Isaiah
Berlin
(1909 - 1997)
Sir Isaiah Berlin, OM, (June 6, 1909 – November 5, 1997) was a political philosopher and historian of ideas, regarded as one of the leading liberal thinkers of the 20th century. Born in Riga, then part of the Russian Empire, he was the first Jew to be elected to a prize fellowship at All Souls College, Oxford. From 1957 to 1967, he was Chichele Professor of Social and Political Theory at the University of Oxford. In 1967, he helped to found Wolfson College, Oxford, and became its first president. He was knighted in 1957, and was awarded the Order of Merit in 1971. He was president of the British Academy from 1974 to 1978. He also received the 1979 Jerusalem Prize for writings on the theme of individual freedom in society.
Berlin's work on liberal theory has had a lasting influence. His 1958 inaugural lecture, "Two Concepts of Liberty", in which he famously distinguished between positive and negative liberty, has informed much of the debate since then on the relationship between liberty and equality.
Life
Berlin was born into a Jewish family, the son of Mendel Berlin, a timber merchant, and his wife Marie, née Volshonok. He spent his childhood in Riga, Latvia and St Petersburg (then called Petrograd), witnessing the Russian Revolution of 1917, and arriving with his family in Britain in 1921. In the United Kingdom, he was educated at St Paul's School, London, a private school, then at Corpus Christi College, Oxford, where he studied Greats (Classics) and PPE (Philosophy, Politics and Economics). He was to remain at Oxford for the rest of his life, apart from a period working for the British Information Services in New York (1940-2), the British Embassy in Washington, D.C. (1942-5), and Moscow (1945-6). In 1956, he married Aline Halban, née de Gunzbourg. Berlin was a friend of the British philosopher Alfred Ayer.
Berlin died in Oxford in 1997, aged 88.
Work
Berlin is best known for his essay "Two Concepts of Liberty", which was delivered in 1958 as his inaugural lecture as Chichele Professor of Social and Political Theory at Oxford. He defined negative liberty as the absence of constraints on, or interference with, agents' possible action. I am more "negatively free" to the extent that fewer opportunities for possible action are foreclosed or interfered with. Positive liberty he associated with the idea of self-mastery, or the capacity to determine oneself, to be in control of one's destiny. While Berlin granted that both concepts of liberty represent valid human ideals, he believed that as a matter of history, the positive concept of liberty has proven more susceptible to political abuse. He argued that under the influence of Jean-Jacques Rousseau, Immanuel Kant and G.W.F. Hegel (all committed to the positive concept of liberty), European political thinkers were frequently tempted to equate liberty with forms of political discipline or constraint. This became politically dangerous when the relevant ideals of positive liberty were, in the course of the 19th century, used to defend ideals of national self-determination, imperatives of democratic self-government, and the communist notion of humanity collectively asserting rational control over its own destiny. In this way of thinking, Berlin contended, demands for freedom paradoxically become demands for forms of collective control and discipline — those deemed necessary for the "self-mastery" or self-determination of nations, classes, democratic communities, and perhaps of humanity as a whole. There is thus an elective affinity, for Berlin, between positive liberty and political totalitarianism. Conversely, negative liberty represents a safer, more liberal, understanding of freedom on Berlin's account. Its proponents (like Jeremy Bentham and John Stuart Mill) insisted that constraint and discipline were the antithesis of liberty and so were (and are) less prone to confusing liberty and constraint in the manner of the philosophical harbingers of modern totalitarianism.
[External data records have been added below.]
Issue #1467, opened 2021-11-09
Two minor UI things:


moritzwietersheim:
Two minor UI thingys:

![image](https://user-images.githubusercontent.com/47259243/141015287-5eb1ea6a-8aab-46ac-9d9d-8d1bf029fa27.png)
This looks not so nice. Could be shortened to "Cancel TX" or displayed in 2 lines. 
"Speed Up" button could be smaller or read "RBF" if that is not too cryptic.

and: 

![image](https://user-images.githubusercontent.com/47259243/141015304-7cd95f74-90e9-4a1e-ab06-e42dfb5b274e.png)
This maybe needs more or a better explanation where to find the logfile.

relativisticelectron:
Interesting.  I see no cancel button (current master)
![image](https://user-images.githubusercontent.com/60378539/154061986-f44b4b73-22fa-46b3-8fd1-e03581a1d36d.png)

relativisticelectron:
And the sat/vbyte is empty when I click Speed up.  
![image](https://user-images.githubusercontent.com/60378539/154115633-447c72e5-0eac-43ad-ab1d-a8a5b3bc5244.png)
Perhaps we could make a helpful default value as old tx fee + min relay fee?

relativisticelectron:
The cancel button only appears when sending out of the own wallet.
The positioning of the buttons depends on the width. here some examples:
![image](https://user-images.githubusercontent.com/60378539/154262285-3eb5a50f-c6fc-4bc8-82ef-125b177a6672.png)
![image](https://user-images.githubusercontent.com/60378539/154262351-543964b3-0aa7-474b-84fb-e3a4719bd132.png)

![image](https://user-images.githubusercontent.com/60378539/154262380-339f1abd-8058-4752-8672-d4966389112b.png)

moneymanolis:
Just for the record, the logging tool-tip was adjusted here: #1682.

PR #1585, opened 2022-02-15
BugFix in RBF flow

relativisticelectron:
The missing fee rate in https://github.com/cryptoadvance/specter-desktop/issues/1467#issuecomment-1040562857  let me to discover that `this.tx.vsize` in https://github.com/cryptoadvance/specter-desktop/blob/352355e8d711be8ec5ee9372c92dbabbd6435359/src/cryptoadvance/specter/templates/includes/tx-row.html#L318 was `None`.
This PR is a fix and now there is a suggested higher fee rate visible for RBF:
image

Additionally was the `fillform = True` not set, which led to that the "Create Transaction" form was not filled, after one clicked on 
image


relativisticelectron:
Thanks.

PR #1586, opened 2022-02-15
Update the daemon.md instructions to include the tarball release

GoofyAF:
The linux tarball release of specter-desktop has some locale issues that have not yet been fixed. To get around this, a short script is added to the systemd service file that sets the correct locale then launches the app.


k9ert:
Thank you very much. Quite a good point!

His essay "Historical Inevitability" (1953) focused on a controversy in the philosophy of history. In Berlin's words, the choice is whether one believes that "the lives of entire peoples and societies have been decisively influenced by exceptional individuals" or, rather, that whatever happens occurs as a result of impersonal forces oblivious to human intentions. Berlin is also well known for his writings on Russian intellectual history, most of which are collected in Russian Thinkers (1978), edited, like most of Berlin's work, by Henry Hardy.
Berlin's writings on the Enlightenment and its critics — for whom Berlin coined the term the "Counter-Enlightenment" — and particularly Romanticism, contributed to his advocacy of an ethical theory he termed value-pluralism. For Berlin, values are creations of mankind, rather than products of nature waiting to be discovered, though he also argued that the nature of mankind is such that certain values — for example, the importance of individual liberty — will hold true across cultures, which is what he meant when he called his position "objective pluralism." With his account of value pluralism, he proposed the view that moral values may be equally valid and yet incompatible, and may therefore come into conflict with one another in a way that is irresolvable. When values clash, it does not mean that one is more important than the other. Keeping a promise may conflict with the pursuit of truth; liberty may clash with social justice. Moral conflicts are "an intrinsic, irremovable part of human life ... These collisions of values are of the essence of what they are and what we are," (Berlin, 2002).